What the task requires >> Transcribe the entire listing faithfully; every line must match the original.

═══ Provided information ═══

PR #5199, opened 2023-01-23
Bump yarn to 3.3.1

jtbandes:
**User-Facing Changes**
None

**Description**
Attempt to address build failure on #5182. May be related to yarn's built-in TS patch which was supposedly updated in 3.3.1 (https://github.com/yarnpkg/berry/issues/5146 / https://github.com/yarnpkg/berry/issues/5125).


defunctzombie (approved):
What's some more lockfiles between friends.

We did figure out that the resolution to the other issue was the inlineHunks right? So maybe we don't care about this now? Or maybe we upgrade anyway. I leave this to you.

jtbandes:
An upgrade in the hand is worth two in the backlog.

PR #5200, opened 2023-01-23
Use local timestamps for message frequency calcs

### LINKED ISSUE #5140: Data Source Info shows impossibly high message frequency for rosbridge
In the attached video, the camera message count starts at 33 and ends at 82 over 14 seconds. This is a 3.5Hz message frequency. However, the topic frequency stays consistently over 20Hz. When streaming the same topic using the ws-protocol player and foxglove_bridge, the message frequency is reported as ~3.5Hz.

https://user-images.githubusercontent.com/195374/212196434-7e9b7894-d606-4fcd-8880-c7ab053d0d6f.mp4

jhurliman:
**User-Facing Changes**
- Fixed message frequency statistics when connected to a live data source that publishes clock messages

**Description**
Don't use server-provided timestamps such as from a /clock topic when calculating message receive frequencies. Fixes #5140


packages/studio-base/src/players/RosbridgePlayer.ts
```diff
@@ -535,12 +535,6 @@ export default class RosbridgePlayer implements Player {
               this._providerTopicsStats.set(topicName, stats);
             }
             stats.numMessages++;
-            stats.firstMessageTime ??= receiveTime;
-            if (stats.lastMessageTime == undefined) {
-              stats.lastMessageTime = receiveTime;
-            } else if (isGreaterThan(receiveTime, stats.lastMessageTime)) {
-              stats.lastMessageTime = receiveTime;
-            }
```
jtbandes, line 543: Seems like you added these in https://github.com/foxglove/studio/pull/3175 — was there something we got wrong the first time?

It also looks like FoxgloveWebSocketPlayer sets `firstMessageTime` and `lastMessageTime` — why do we want to set these in one live player but not the other?

jhurliman: Setting these in a live player is redundant as of <https://github.com/foxglove/studio/pull/5007>. I'll fix FoxgloveWebSocketPlayer as well.

jtbandes: Should we add a doc comment on the type definition for these that explains they shouldn't be set for live players?

jtbandes (approved):

PR #5212, opened 2023-01-24
Change block loading behavior to load from beginning to end of source

snosenzo:
**User-Facing Changes**

 - topics that require preloading (like for plots) will load from the beginning of the file to the end
 - remove preloaded topic block cache eviction and replace with error.

**Description**
Change block preloading behavior to load from beginning to end of the file instead of from the activeBlock to the end and then the beginning to `activeBlock`. Replaces block eviction behavior (evicting blocks not in previously active range in front of currentTime) with removing unused preloaded topics from blocks and show error in source panel when the cache is full. So block eviction will not occur and preloading will stop for preloaded topics when the cache is full. The user however can and is prompted lower the number of preloaded topics in panels that preload them (e.g. plot panel) to preload more desired topics. 
See behavior here:
https://user-images.githubusercontent.com/10187776/215120423-29a887ab-b9da-4283-9b23-cd600c0fe102.mov

FG-1493


snosenzo:
Still need to fix tests and address:
 >  In this state, if eviction happens before we get to the activeblock it never loads to the active block, which means preloading doesn’t really happen and only that portion in the beginning will be loaded on a plot. A solution might be to make the blockloader have more specific actions for seek and playback such that whenever there’s a seek it snakes (remove from front, add to end) its way to and past the activetime, then playback just snakes along with the activeblock, essentially making it act like a cursor that guarantees its been iterated through to the activeblock at each new frame. or we can just take the approach where we don’t load more after the cache is full and that’s that (with an error message)

snosenzo:
> 

this has now been addressed, and the main PR description has been updated to reflect the new behavior with no cache eviction.

packages/studio-base/src/players/IterablePlayer/BlockLoader.ts
```diff
@@ -148,7 +168,7 @@ export class BlockLoader {
 
       // The active block id is the same as when we started.
```
defunctzombie, line 169: outdated comment

packages/studio-base/src/players/IterablePlayer/BlockLoader.ts
```diff
@@ -135,7 +156,6 @@ export class BlockLoader {
     while (!this.stopped) {
       this.abortController = new AbortController();
 
-      const activeBlockId = this.activeBlockId;
       const topics = this.topics;
 
       // Load around the active block id, if the active block id changes then bail
```
defunctzombie, line 161: Outdated comment

packages/studio-base/src/players/IterablePlayer/BlockLoader.ts
```diff
@@ -167,12 +187,8 @@ export class BlockLoader {
...
     }
 
-    // Load the active block to end first, then go back and load first block to active block
-    await this.loadBlockRange(this.activeBlockId, this.blocks.length, args.progress);
-
-    if (this.activeBlockId > 0) {
-      await this.loadBlockRange(0, this.activeBlockId, args.progress);
-    }
+    // Load blocks from beginning to end of the file
+    await this.loadBlockRange(0, this.blocks.length, args.progress);
```
defunctzombie, line 191: Arguably there's no need for a range anymore and the block loading itself knows it will always go from 0 to length.

packages/studio-base/src/players/IterablePlayer/BlockLoader.ts
```diff
@@ -306,23 +322,21 @@ export class BlockLoader {
...
-              startId: this.activeBlockId,
-              endId: currentBlockId,
-            });
-            // If we could not evict any blocks to bring our size down, then we stop loading more data
-            if (evictedSize === 0) {
-              log.debug("could not evict more blocks", {
-                totalBlockSizeBytes,
-                messageSizeInBytes,
-                maxCache: this.maxCacheSize,
+          if (totalBlockSizeBytes > this.maxCacheSize) {
```
defunctzombie, line 325: I'd find this easier to read if the `if` condition was flipped, and the removeProblem moved into this first condition followed by a `continue`.

Then the remaining logic could be un-indented and would represent what to do if the cache size is full.

defunctzombie (approved):
👏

═══

Answer to the problem >>
PR #5199, opened 2023-01-23
Bump yarn to 3.3.1

jtbandes:
**User-Facing Changes**
None

**Description**
Attempt to address build failure on #5182. May be related to yarn's built-in TS patch which was supposedly updated in 3.3.1 (https://github.com/yarnpkg/berry/issues/5146 / https://github.com/yarnpkg/berry/issues/5125).


defunctzombie (approved):
What's some more lockfiles between friends.

We did figure out that the resolution to the other issue was the inlineHunks right? So maybe we don't care about this now? Or maybe we upgrade anyway. I leave this to you.

jtbandes:
An upgrade in the hand is worth two in the backlog.

PR #5200, opened 2023-01-23
Use local timestamps for message frequency calcs

### LINKED ISSUE #5140: Data Source Info shows impossibly high message frequency for rosbridge
In the attached video, the camera message count starts at 33 and ends at 82 over 14 seconds. This is a 3.5Hz message frequency. However, the topic frequency stays consistently over 20Hz. When streaming the same topic using the ws-protocol player and foxglove_bridge, the message frequency is reported as ~3.5Hz.

https://user-images.githubusercontent.com/195374/212196434-7e9b7894-d606-4fcd-8880-c7ab053d0d6f.mp4

jhurliman:
**User-Facing Changes**
- Fixed message frequency statistics when connected to a live data source that publishes clock messages

**Description**
Don't use server-provided timestamps such as from a /clock topic when calculating message receive frequencies. Fixes #5140


packages/studio-base/src/players/RosbridgePlayer.ts
```diff
@@ -535,12 +535,6 @@ export default class RosbridgePlayer implements Player {
               this._providerTopicsStats.set(topicName, stats);
             }
             stats.numMessages++;
-            stats.firstMessageTime ??= receiveTime;
-            if (stats.lastMessageTime == undefined) {
-              stats.lastMessageTime = receiveTime;
-            } else if (isGreaterThan(receiveTime, stats.lastMessageTime)) {
-              stats.lastMessageTime = receiveTime;
-            }
```
jtbandes, line 543: Seems like you added these in https://github.com/foxglove/studio/pull/3175 — was there something we got wrong the first time?

It also looks like FoxgloveWebSocketPlayer sets `firstMessageTime` and `lastMessageTime` — why do we want to set these in one live player but not the other?

jhurliman: Setting these in a live player is redundant as of <https://github.com/foxglove/studio/pull/5007>. I'll fix FoxgloveWebSocketPlayer as well.

jtbandes: Should we add a doc comment on the type definition for these that explains they shouldn't be set for live players?

jtbandes (approved):

PR #5212, opened 2023-01-24
Change block loading behavior to load from beginning to end of source

snosenzo:
**User-Facing Changes**

 - topics that require preloading (like for plots) will load from the beginning of the file to the end
 - remove preloaded topic block cache eviction and replace with error.

**Description**
Change block preloading behavior to load from beginning to end of the file instead of from the activeBlock to the end and then the beginning to `activeBlock`. Replaces block eviction behavior (evicting blocks not in previously active range in front of currentTime) with removing unused preloaded topics from blocks and show error in source panel when the cache is full. So block eviction will not occur and preloading will stop for preloaded topics when the cache is full. The user however can and is prompted lower the number of preloaded topics in panels that preload them (e.g. plot panel) to preload more desired topics. 
See behavior here:
https://user-images.githubusercontent.com/10187776/215120423-29a887ab-b9da-4283-9b23-cd600c0fe102.mov

FG-1493


snosenzo:
Still need to fix tests and address:
 >  In this state, if eviction happens before we get to the activeblock it never loads to the active block, which means preloading doesn’t really happen and only that portion in the beginning will be loaded on a plot. A solution might be to make the blockloader have more specific actions for seek and playback such that whenever there’s a seek it snakes (remove from front, add to end) its way to and past the activetime, then playback just snakes along with the activeblock, essentially making it act like a cursor that guarantees its been iterated through to the activeblock at each new frame. or we can just take the approach where we don’t load more after the cache is full and that’s that (with an error message)

snosenzo:
> 

this has now been addressed, and the main PR description has been updated to reflect the new behavior with no cache eviction.

packages/studio-base/src/players/IterablePlayer/BlockLoader.ts
```diff
@@ -148,7 +168,7 @@ export class BlockLoader {
 
       // The active block id is the same as when we started.
```
defunctzombie, line 169: outdated comment

packages/studio-base/src/players/IterablePlayer/BlockLoader.ts
```diff
@@ -135,7 +156,6 @@ export class BlockLoader {
     while (!this.stopped) {
       this.abortController = new AbortController();
 
-      const activeBlockId = this.activeBlockId;
       const topics = this.topics;
 
       // Load around the active block id, if the active block id changes then bail
```
defunctzombie, line 161: Outdated comment

packages/studio-base/src/players/IterablePlayer/BlockLoader.ts
```diff
@@ -167,12 +187,8 @@ export class BlockLoader {
...
     }
 
-    // Load the active block to end first, then go back and load first block to active block
-    await this.loadBlockRange(this.activeBlockId, this.blocks.length, args.progress);
-
-    if (this.activeBlockId > 0) {
-      await this.loadBlockRange(0, this.activeBlockId, args.progress);
-    }
+    // Load blocks from beginning to end of the file
+    await this.loadBlockRange(0, this.blocks.length, args.progress);
```
defunctzombie, line 191: Arguably there's no need for a range anymore and the block loading itself knows it will always go from 0 to length.

packages/studio-base/src/players/IterablePlayer/BlockLoader.ts
```diff
@@ -306,23 +322,21 @@ export class BlockLoader {
...
-              startId: this.activeBlockId,
-              endId: currentBlockId,
-            });
-            // If we could not evict any blocks to bring our size down, then we stop loading more data
-            if (evictedSize === 0) {
-              log.debug("could not evict more blocks", {
-                totalBlockSizeBytes,
-                messageSizeInBytes,
-                maxCache: this.maxCacheSize,
+          if (totalBlockSizeBytes > this.maxCacheSize) {
```
defunctzombie, line 325: I'd find this easier to read if the `if` condition was flipped, and the removeProblem moved into this first condition followed by a `continue`.

Then the remaining logic could be un-indented and would represent what to do if the cache size is full.

defunctzombie (approved):
👏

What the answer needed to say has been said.